## Your task
Copy out the entries exactly. Print them in full.
**** Information given
PR #414, opened 2019-11-18
#405 - Single req support

### LINKED ISSUE #405: [Feature] Remove batching from our API's
## Is your feature request related to a problem? Please describe.

Spoke with @manishsat and he mentioned batching is no longer required and we should remove batching from our API spec and implementations.

## Describe the solution you'd like

This work will include changing the API spec as well as cutting down unwanted code in the API layer only. Both submit and get will no longer be batched.
- Post scans will take in a single URL with priority
- There will be a single GET scan endpoint that takes in a single url. The batch endpoint will be dropped as part of a different feature.
- The GET report endpoint remains unchanged.

Scope is limited to changing the API spec and API layer. Everything else will remain as is and everything underneath is still handled the same way. A separate feature will work to remove the flab and re-architect everything below the API layer.

Work with Uday and come up with a way to transition smoothly.

flyingUnderTheRadar:
#### Description of changes

This adds a v2.0 that makes the req / response for the POST scans to accept only a single url and respond with a single object.

#### Pull request checklist

- [X] Addresses an existing issue: Fixes #405
- [X] Added relevant unit test for your changes. (`yarn test`)
- [X] Ran precheckin (`yarn precheckin`)

### DIFF
--- a/packages/service-library/src/web-api/api-controller.ts
+++ b/packages/service-library/src/web-api/api-controller.ts
@@ -74,7 +74,7 @@ export abstract class ApiController extends WebController {
             return false;
         }
 
-        if (this.context.req.query['api-version'] !== this.apiVersion) {
+        if (this.context.req.query['api-version'] !== this.apiVersion && this.context.req.query['api-version'] !== '2.0') {
             this.context.res = HttpResponse.getErrorResponse(WebApiErrorCodes.unsupportedApiVersion);
 
             return false;
--- a/packages/service-library/src/web-api/web-api-error-codes.ts
+++ b/packages/service-library/src/web-api/web-api-error-codes.ts
@@ -127,7 +127,7 @@ export class WebApiErrorCodes {
         error: {
             code: 'MalformedBody',
             codeId: 4011,
-            message: 'Please validate the request body against the schema for this version and endpoint.',
+            message: 'The request body does not match the API schema for the given API version.',
         },
     };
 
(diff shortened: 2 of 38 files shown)


packages/service-library/src/web-api/web-api-error-codes.ts
```diff
@@ -121,6 +122,15 @@ export class WebApiErrorCodes {
         },
     };
 
+    public static malformedRequest: WebApiErrorCode = {
+        statusCode: 400,
+        error: {
+            code: 'MalformedBody',
+            codeId: 4011,
+            message: 'Please validate the request body against the schema for this version and endpoint.',
```
lamaks: May be rephrase to something like: The request body does not match to the API schema for the given API version.

packages/service-library/src/web-api/api-controller.ts
```diff
@@ -74,7 +74,7 @@ export abstract class ApiController extends WebController {
             return false;
         }
 
-        if (this.context.req.query['api-version'] !== this.apiVersion) {
+        if (this.context.req.query['api-version'] !== this.apiVersion && this.context.req.query['api-version'] !== '2.0') {
```
lamaks: We can change this.apiVersion to array since the single controller implementation supports two versions

flyingUnderTheRadar: Synced offline - This is okay for now.

packages/service-library/src/web-api/web-api-error-codes.ts
flyingUnderTheRadar: Done.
********
## Response to this exercise
PR #414, opened 2019-11-18
#405 - Single req support

### LINKED ISSUE #405: [Feature] Remove batching from our API's
## Is your feature request related to a problem? Please describe.

Spoke with @manishsat and he mentioned batching is no longer required and we should remove batching from our API spec and implementations.

## Describe the solution you'd like

This work will include changing the API spec as well as cutting down unwanted code in the API layer only. Both submit and get will no longer be batched.
- Post scans will take in a single URL with priority
- There will be a single GET scan endpoint that takes in a single url. The batch endpoint will be dropped as part of a different feature.
- The GET report endpoint remains unchanged.

Scope is limited to changing the API spec and API layer. Everything else will remain as is and everything underneath is still handled the same way. A separate feature will work to remove the flab and re-architect everything below the API layer.

Work with Uday and come up with a way to transition smoothly.

flyingUnderTheRadar:
#### Description of changes

This adds a v2.0 that makes the req / response for the POST scans to accept only a single url and respond with a single object.

#### Pull request checklist

- [X] Addresses an existing issue: Fixes #405
- [X] Added relevant unit test for your changes. (`yarn test`)
- [X] Ran precheckin (`yarn precheckin`)

### DIFF
--- a/packages/service-library/src/web-api/api-controller.ts
+++ b/packages/service-library/src/web-api/api-controller.ts
@@ -74,7 +74,7 @@ export abstract class ApiController extends WebController {
             return false;
         }
 
-        if (this.context.req.query['api-version'] !== this.apiVersion) {
+        if (this.context.req.query['api-version'] !== this.apiVersion && this.context.req.query['api-version'] !== '2.0') {
             this.context.res = HttpResponse.getErrorResponse(WebApiErrorCodes.unsupportedApiVersion);
 
             return false;
--- a/packages/service-library/src/web-api/web-api-error-codes.ts
+++ b/packages/service-library/src/web-api/web-api-error-codes.ts
@@ -127,7 +127,7 @@ export class WebApiErrorCodes {
         error: {
             code: 'MalformedBody',
             codeId: 4011,
-            message: 'Please validate the request body against the schema for this version and endpoint.',
+            message: 'The request body does not match the API schema for the given API version.',
         },
     };
 
(diff shortened: 2 of 38 files shown)


packages/service-library/src/web-api/web-api-error-codes.ts
```diff
@@ -121,6 +122,15 @@ export class WebApiErrorCodes {
         },
     };
 
+    public static malformedRequest: WebApiErrorCode = {
+        statusCode: 400,
+        error: {
+            code: 'MalformedBody',
+            codeId: 4011,
+            message: 'Please validate the request body against the schema for this version and endpoint.',
```
lamaks: May be rephrase to something like: The request body does not match to the API schema for the given API version.

packages/service-library/src/web-api/api-controller.ts
```diff
@@ -74,7 +74,7 @@ export abstract class ApiController extends WebController {
             return false;
         }
 
-        if (this.context.req.query['api-version'] !== this.apiVersion) {
+        if (this.context.req.query['api-version'] !== this.apiVersion && this.context.req.query['api-version'] !== '2.0') {
```
lamaks: We can change this.apiVersion to array since the single controller implementation supports two versions

flyingUnderTheRadar: Synced offline - This is okay for now.

packages/service-library/src/web-api/web-api-error-codes.ts
flyingUnderTheRadar: Done.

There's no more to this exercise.